You should take a step back from all this, and let them figure themselves out, since nobody is currently listening to you, yet they're falling back on you when they need your help.

Flipslop · 13/11/2024 22:39

Fraaahnces · 10/11/2024 09:57

No wonder her family jumped ship - she sounds like a
total nightmare! I would actually just send them both a simple text stating that you have had enough facilitating their dysfunctional breakup and they need to get their shit together for the sake of their kids. You are going to focus only on the care, feeding, collection, education and entertainment of your own kid and their kids are now none of your business.

There’s some awfully cold responses on here, this one included where the children involved are shown so little compassion 😕 OP has been in their lives a parent figure for years now, it’s awful to think they should be disregarded.
this is between the adults and need to stay that way.
OP needs her DH to get legal advice about where he stands with all of this and move forward that way I’d say and absolutely nobody in this scenario has currently taken responsibility for the situation.

AngryBookworm · 13/11/2024 22:44

This isn't an issue of last-minute shift changes it seems but a complete absence of information from your DH's ex. It would be one thing if she sent you the rota but had to deal with last minute changes or cover - she's not giving you any info and that's a deliberate, shitty choice. She's being a crap parent by messing her DC around and frankly your DH is being a crap parent by letting her. He's also being a crap partner. You're completely in the right to demand change and set boundaries.
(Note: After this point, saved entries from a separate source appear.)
PR #2749, opened 2021-06-29
Update lesmis year selector

tcaiger:
### Changes:

- add loading state to year selector
- don't clear year state when changing dashboard tabs

---

### DIFF
--- a/packages/lesmis/src/views/DashboardView.js
+++ b/packages/lesmis/src/views/DashboardView.js
@@ -163,6 +163,7 @@ const useDefaultDashboardTab = (selectedDashboard = null, options) => {
 };
 
 export const DashboardView = React.memo(() => {
+  const isFetching = useIsFetching('dashboardReport');
   const { entityCode } = useUrlParams();
   const { data: entityData } = useEntityData(entityCode);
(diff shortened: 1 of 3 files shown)


packages/lesmis/src/views/DashboardView.js
```diff
@@ -197,7 +198,11 @@ export const DashboardView = React.memo(() => {
                   }}
                 />
                 {useYearSelector && (
-                  <YearSelector value={selectedYear} onChange={setSelectedYear} />
+                  <YearSelector
+                    value={selectedYear}
+                    onChange={setSelectedYear}
+                    isLoading={!!isFetching}
```
edmofro, line 204: Is the double bang necessary? Would have thought it was already a bool

edmofro (approved):
Nice and simple. Might be good to get this in before the refactors - could you branch it off 2693 instead?

packages/lesmis/src/views/DashboardView.js
tcaiger: yes because the global isFetching hook returns the number of queries that are loading which is an int.

PR #2750, opened 2021-06-29
Add full refresh after deleting lesmis schools

EMcQ-BES:
### Changes:

- Add full refresh to migration utils
- Run that util after deleting lesmis schools


edmofro:
We released without needing this 🎉

PR #2753, opened 2021-06-30
2994 add visuals for psss Fiji

billli0:
### Issue #:
[#2994](https://github.com/beyondessential/tupaia-backlog/issues/2994)

### Changes:
Copy weekly dashboards and daily overlays from psss Palau  

### Screenshots
[comment](https://github.com/beyondessential/tupaia-backlog/issues/2994#issuecomment-871019188)


packages/database/src/migrations/20210629030806-MapoverlaysForPsssFijiFacilityDemo-modifies-data.js
```diff
@@ -0,0 +1,183 @@
...
+
+const radiusMapOverlayGroup = {
+  id: generateId(),
+  name: 'Syndromic Surveillance Weekly Case Numbers (Radius map)',
+  code: 'FJ_PSSS_Syndromic_Surveillance_Radius_Map_Country',
+};
+const heatMapOverlayGroup = {
+  id: generateId(),
+  name: 'Syndromic Surveillance Weekly Case Numbers (Heat map)',
+  code: 'FJ_PSSS_Syndromic_Surveillance_Heat_Map_Country',
```
rohan-bes, line 121: Hmmm bit of a similar thing here, I think we can rename and re-use the map overlays groups from Palau here as well? ie. `PW_PSSS_Syndromic_Surveillance_Radius_Map_Country` -> `PSSS_Syndromic_Surveillance_Radius_Map_Country`?

The correct overlays should only show up in the appropriate country tho, since the overlays are restricted to the countries in their `countryCodes` field, I believe?

rohan-bes (changes requested):
Few changes requested so that we can better make use of existing dashboards/groups and remove country codes from ids to make the PSSS vizes a bit more generic.

Looking good tho!

packages/database/src/migrations/20210629030241-WeeklyCasesDashboardForFijiDemoFacility-modifies-data.js
```diff
@@ -0,0 +1,115 @@
...
+
+exports.up = async function (db) {
+  const dashboardReportIds = [];
+  for (const [diseaseCode, { dataElement, name, color }] of Object.entries(DISEASE_DATA_ELEMENTS)) {
+    const dashboardReportId = getDashboardReportId(diseaseCode);
+    dashboardReportIds.push(dashboardReportId);
+
+    const dashboardReport = getDashboardReport(dashboardReportId, name, dataElement, color);
+    await insertObject(db, 'dashboardReport', dashboardReport);
+  }
```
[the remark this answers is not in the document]
billli0: @rohan-bes Yes we share the same first thought just to copy the existing Palau visuals to Fiji, but they are using different dataElements (see [commit](https://github.com/beyondessential/tupaia/pull/2753/commits/9f6af95aaf94ab9cabe600013d6ea694c210369b)). One is using indicators, the new one is using new dataElements.

I like your idea to remove `FJ` from the id though, in case we will use them in the future👍

packages/database/src/migrations/20210629030806-MapoverlaysForPsssFijiFacilityDemo-modifies-data.js
billli0: Yeah that's right, if I add `FJ` in countryCodes it will show in Fiji.

packages/database/src/migrations/20210629030001-PsssFijiDemoDashgroup-modifies-data.js
```diff
@@ -0,0 +1,35 @@
...
+  seed = seedLink;
+};
+
+exports.up = async function (db) {
+  await insertObject(db, 'dashboardGroup', {
+    organisationLevel: 'Facility',
+    userGroup: 'PSSS Tupaia',
+    organisationUnitCode: 'FJ',
+    dashboardReports: {},
+    name: 'Syndromic Surveillance National Data',
```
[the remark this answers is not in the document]
billli0: Yeah that's a good point... I will raise a comment in the backlog.

packages/database/src/migrations/20210629030241-WeeklyCasesDashboardForFijiDemoFacility-modifies-data.js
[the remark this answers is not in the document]
rohan-bes: Is there a reason we can't use the same indicators in this dashboard as well? If querying at the site level, then the value should be the same right?

packages/database/src/migrations/20210629030806-MapoverlaysForPsssFijiFacilityDemo-modifies-data.js
billli0: @rohan-bes I think we still need to create new map overlays because they are weekly data, and those for `PW` are daily data.

rohan-bes: @billli0 Yup, we will need to create new overlays 👍

packages/database/src/migrations/20210629030241-WeeklyCasesDashboardForFijiDemoFacility-modifies-data.js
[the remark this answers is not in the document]
billli0: No that's right we can use the same visuals for dashboards. We need to update the previous visuals ids across both legacy and new tables.

packages/database/src/migrations/20210629030806-MapoverlaysForPsssFijiFacilityDemo-modifies-data.js
```diff
@@ -0,0 +1,50 @@
...
+      const newId = getNewId(syndrome, map);
+      const originalId = getOriginalId(syndrome, map);
+      await db.runSql(`
+          UPDATE "mapOverlay" 
+          SET "id" = '${newId}'
+          WHERE "id" = '${originalId}';
+
+          UPDATE "mapOverlay" 
+          SET "countryCodes" = "countryCodes" || '{FJ}'
+          WHERE "id" = '${newId}' and "id" not like '%CON%';
```
billli0, line 36: // We don't need to add `CON` weekly case to FIJI

rohan-bes (approved):
Looks totally awesome!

PyongyangKipperbang · 13/11/2024 22:46

Flipslop · 13/11/2024 22:39

There’s some awfully cold responses on here, this one included where the children involved are shown so little compassion 😕 OP has been in their lives a parent figure for years now, it’s awful to think they should be disregarded.
this is between the adults and need to stay that way.
OP needs her DH to get legal advice about where he stands with all of this and move forward that way I’d say and absolutely nobody in this scenario has currently taken responsibility for the situation.

Whilst I agree that the children shouldnt suffer, the only reason that they arent is because @PicassoDiBablo is doing what neither of the parents are doing.

If there is one person here (apart from the kids) who has no actual parenting responsibility to the SC, its the OP. So why the hell is she being expected to do it when all it would take is both parents actually stepping up and doing it themselves?! Because so far, she has. She has sleepwalked into being a free emergency nanny and in the process, her own child is suffering just as much upheaval and lack of security as the SC are. I would argue that the OP putting her foot down and saying "NO MORE" and forcing the parents to deal with it is in fact doing the kids a massive favour as they will have more security going forward than they currently have.

As the saying goes "A lack of planning on your part does not constitute an emergency on mine".

MummyJ36 · 13/11/2024 22:53

Why do you think she is doing all of this so last minute OP? Is it genuine bad planning or is she trying to make life hard for you? Either way it isn’t ok, it’s just very odd behaviour.

Sheri99 · 13/11/2024 22:58

Well, if you can't get DH to change his behavior, you change yours. Schedule your life around your life. Let DH sort out his issues with his ex and kid care. Remove yourself from his scheduling nightmare.